Segment Open
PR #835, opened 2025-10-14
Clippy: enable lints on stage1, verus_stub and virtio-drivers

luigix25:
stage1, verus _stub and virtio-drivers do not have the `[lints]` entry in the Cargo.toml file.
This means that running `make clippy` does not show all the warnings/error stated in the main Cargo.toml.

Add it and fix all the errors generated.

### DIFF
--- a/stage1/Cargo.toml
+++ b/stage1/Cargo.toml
Segment Closed
*WHAT THE TASK ASKS:* Line by line, reproduce the data above exactly.

*OUTPUT BELOW:*
PR #835, opened 2025-10-14
Clippy: enable lints on stage1, verus_stub and virtio-drivers

luigix25:
stage1, verus _stub and virtio-drivers do not have the `[lints]` entry in the Cargo.toml file.
This means that running `make clippy` does not show all the warnings/error stated in the main Cargo.toml.

Add it and fix all the errors generated.

### DIFF
--- a/stage1/Cargo.toml
+++ b/stage1/Cargo.toml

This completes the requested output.